# Interesting eggs - what are they called and how are they made?



## Jeni78 (Dec 14, 2008)

I was out to lunch the other day and I ordered an open faced tuna sandwich that was very creative.  Included fried bread, seared tuna, spinach, anchovies, garlic mayo and some kind of vinaigrette.

BUT to the point, it also included an egg.  The egg white was cooked and the yolk left raw.  

How do you do that to an egg and what is it called?


----------



## pdswife (Dec 14, 2008)

was it a poached egg?


----------



## Jeni78 (Dec 14, 2008)

Same idea only the white was cooked as if it had been hard boiled.  It had an egg shape to it.  The yolk had the same taste and feel of a poached egg though, warm, a little thick but runny.


----------



## Uncle Bob (Dec 14, 2008)

pdswife said:


> was it a poached egg?


 
Gets my vote too!!!


----------



## Katie H (Dec 14, 2008)

Could have been a carefully-done "sunny side up" egg, too.

The sandwich sounds wonderful.


----------



## PieSusan (Dec 14, 2008)

Perhaps it was a shirred egg (baked)--yolks begin to set but are not hard.


----------



## RobsanX (Dec 14, 2008)

That would be a medium boiled egg...


----------



## Katie H (Dec 14, 2008)

PieSusan said:


> Perhaps it was a shirred egg (baked)--yolks begin to set but are not hard.

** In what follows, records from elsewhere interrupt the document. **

PR #3222, opened 2023-11-12
Reload DPI on PropertyChange

### LINKED ISSUE #1228: Allow changing X11 DPI at runtime

notgull:
Supersedes #2874, fixes #1228

### DIFF
--- a/CHANGELOG.md
+++ b/CHANGELOG.md
@@ -12,6 +12,7 @@ Unreleased` header.
 # Unreleased
 
 - On X11, check common alternative cursor names when loading cursor.
+- On X11, reload the DPI after a property change event.
 - On Windows, fix so `drag_window` and `drag_resize_window` can be called from another thread.
 - On Windows, fix `set_control_flow` in `AboutToWait` not being taken in account.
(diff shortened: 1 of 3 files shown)


frebib:
This is amazing! Thank you 😍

If it was a shirred egg, it would be a bit of a challenge "presenting" it on the sandwich.  Shirred eggs are not too, um, _flat_, usually done in something resembling a custard cup.


----------



## Jeni78 (Dec 14, 2008)

Yes!  The medium boiled...HOW do you do that!!!


----------



## kitchenelf (Dec 14, 2008)

It was definitely poached.

Put some water in a skillet and to that water add about 1 TBS of white vinegar and a few pinches of salt.  Once the water comes to a boil turn it way down and gently crack an egg into the water.  Place a lid on the skillet.  The vinegar holds the white together so it doesn't spread all over the skillet.  Once the white looks set (may take about 7 - 10 minutes) GENTLY scoop out the egg being sure to gently scrape on the very bottom of it if it seems to stick.  I use a spoon with slots or a pancake turner with slots.  GENTLY place some folded paper towns on top of the egg, turn over to remove the excess water, turn back over and you now have a poached egg ready to eat.  Poached eggs on salads such as this are quite elegant and tasty.  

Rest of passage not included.